Hallo, ich habe gesehehn, dass es bei Windows 7 eine eigene Anwendung für die Sidebar von Intel gibt bei der die CPU auslastung dargestellt wird...
hoffe ihr könnt mir da weiterhelfen 

gruß dome


----------



## denyio (17. November 2011)

haste mal auf der intel seite geschaut? bzw kann es sein das dieses widget vllt an ein spezielles mainboard gebunden ist?..sprich das es mit den mainboard cd's verteilt wird?


----------



## 6erPasch (17. November 2011)

Also wenn ich dich richtig verstanden habe suchst du ein Sidebargadget was die CPU-Auslastung anzeigt?!
Ich persönlich benutze dafür das "All CPU Meter": Windows Gadgets - All CPU Meter Version 3.7
Das einzige Gadget von Intel was die CPU-Auslastung (bzw. aktueller Takt bezogen auf die aktuelle Auslastung) anzeigt ist das hier: Intel Turbo Boost Technology Monitor - Download - CHIP Online
--> Das würde ich aber persönlich nicht benutzen da i.d.R. dieser Balken entweder voll oder leer ist (keine genaue Angabe in Prozent oder so)

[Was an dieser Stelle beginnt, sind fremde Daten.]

PR #741, opened 2019-11-19
[CMSIS-DSP] Fix the wrong pivot row index in mat_inverse_f32().

JerryShih:
The mat_inverse_f32() function's result is not correct. I think it's just a typo for handling the zero pivot element.
I will get the same result with numpy mat_inverse() function with this change.
I don't update other code block since I don't have the corresponding environment to test.

Here is a simple test that will break the original implementation.
```
input 2x2 matrix:
0, 3
4, 5
The inv mat should be:
-0.41666667,  0.25,
0.33333333,  0
But we got:
-0.15, 0.25
0.2, 0
```

### DIFF
--- a/CMSIS/DSP/Source/MatrixFunctions/arm_mat_inverse_f32.c
+++ b/CMSIS/DSP/Source/MatrixFunctions/arm_mat_inverse_f32.c
@@ -1471,7 +1471,7 @@ arm_status arm_mat_inverse_f32(
         for (i = (l + 1U); i < numRows; i++)
         {
           /* Update the input and destination pointers */
-          pInT2 = pInT1 + (numCols * l);
+          pInT2 = pInT1 + (numCols * i);
           pOutT2 = pOutT1 + (numCols * k);
 
           /* Check if there is a non zero pivot element to


code2pi:
Really? I tried calling this function, it seems correct. Is this a special case?

JerryShih:
@code2pi 
Could you just try with the pure c implementation(no neon/mvef)?
And could you also try with the following input data?
mat 2x2:
0, 3
4, 5
The first pivot element is zero. That will enter the code block [link](https://github.com/ARM-software/CMSIS_5/blob/bb331775de083cda0971b47ede744f4129c62cd7/CMSIS/DSP/Source/MatrixFunctions/arm_mat_inverse_f32.c#L1467-L1508).

christophe0606:
Thanks for reporting this bug.
Since it is also impacting the unrolled, neon and helium versions, I'll commit a fix for all versions rather than merging this pull request.

JerryShih:
@christophe0606 
I'm not familiar with cmsis code-base. Where is the test case for this mat_inverse() function? How about the mat_inverse_f64()?

christophe0606:
@JerryShih  I have pushed a commit solving the issue and aligning the scalar and vectorial versions.
It is on our todo list to improve those functions for numerical stability.

The test cases are in DSP/DSP_Lib_TestSuite.

But this test suite is deprecated and we are working on better tests. But it is not ready yet.
I have added your matrix to the new tests so that this issue no more occur.

PR #749, opened 2019-11-25
Protect TRUE/FALSE defines for RTOS2

flit:
The file `rtx_core_cm.h` defines `TRUE` and `FALSE` macros. This change protects these definitions in case they are already defined. This can happen if the MCU's CMSIS register definition header defines such macros, which will included through the `#include CMSIS_device_header` line.

A much better fix would be to use the `true` and `false` definitions from `<stdbool.h>`, which is already included in this header. There is no need to define your custom bool types, especially since they are just redefined to the same as the ones in `<stdbool.h>`. If you'll accept such a proper fix, I'll make the changes.

### DIFF
--- a/CMSIS/RTOS2/RTX/Source/rtx_core_cm.h
+++ b/CMSIS/RTOS2/RTX/Source/rtx_core_cm.h
@@ -33,8 +33,14 @@
 
 #include <stdbool.h>
 typedef bool bool_t;
+
+#ifndef FALSE
 #define FALSE                   ((bool_t)0)
+#endif
+
+#ifndef TRUE
 #define TRUE                    ((bool_t)1)
+#endif
 
 #ifdef  RTE_CMSIS_RTOS2_RTX5_ARMV8M_NS
 #define DOMAIN_NS               1


RobertRostohar:
The reason for not using `true `and `false` is MISRA compliance. Using them directly results in MISRA warnings: "Use of modifier or type outside of a typedef [MISRA 2012 Directive 4.6, advisory]".

Therefore we have defined a custom type `bool_t` with `TRUE` and `FALSE` definitions.

RobertRostohar:
Adding guards to `TRUE` and `FALSE` definitions makes sense as you have pointed out. Thanks for raising this.

flit:
MISRA directive 4.6 seems to apply only to numeric types: The 4.6 headline is, "typedefs that indicate size and signedness should be used in place of the basic _numerical_ types" (see page 28 of MISRA 2012). It's also an advisory rather than required directive.

My experience with using linter tools for MISRA compliance is that they very often incorrectly report errors because they don't fully understand the context.

MISRA interpretation can be tricky… 😄 There are other MISRA directives that CMSIS-RTOS2 does not follow, such as 4.12 "Dynamic memory allocation shall not be used" (required).

flit:
Sorry I missed the same definitions in `rtx_core_ca.h`!

PR #750, opened 2019-11-25
DAP.h hygiene

flit:
Some tiny changes to `DAP.h`.

1. Move includes to the top.
2. Wrap API definitions with `extern "C"` for C++.


RobertRostohar:
There is no need to move the includes (would like to keep the order for historic reasons).

`extern "C"` has been added in a separate commit 56acd94. Thanks for raising this.

PR #754, opened 2019-11-27
Adding return value to pooling functions

freddan80:


felix-johnny:
@freddan80 You can merge it when the TFL parts are in sync...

Ich hoffe ich konnte dir weiterhelfen...

MfG


PS: Das nächste mal wenn du schreibst "ich habe gesehn" solltest du einen Screenshot machen damit WIR auch wissen was DU gesehen hast


----------



## cann0nf0dder (17. November 2011)

OrbLog - Intel Core Series Sidebar Gadget
sidebargadget zum anzeigen der cpu auslastung bei intel systemen, nutz ich seit über nem jahr und kenne auch kein anderes


----------



## Dome Xe (18. November 2011)

super , danke für die hilfe


----------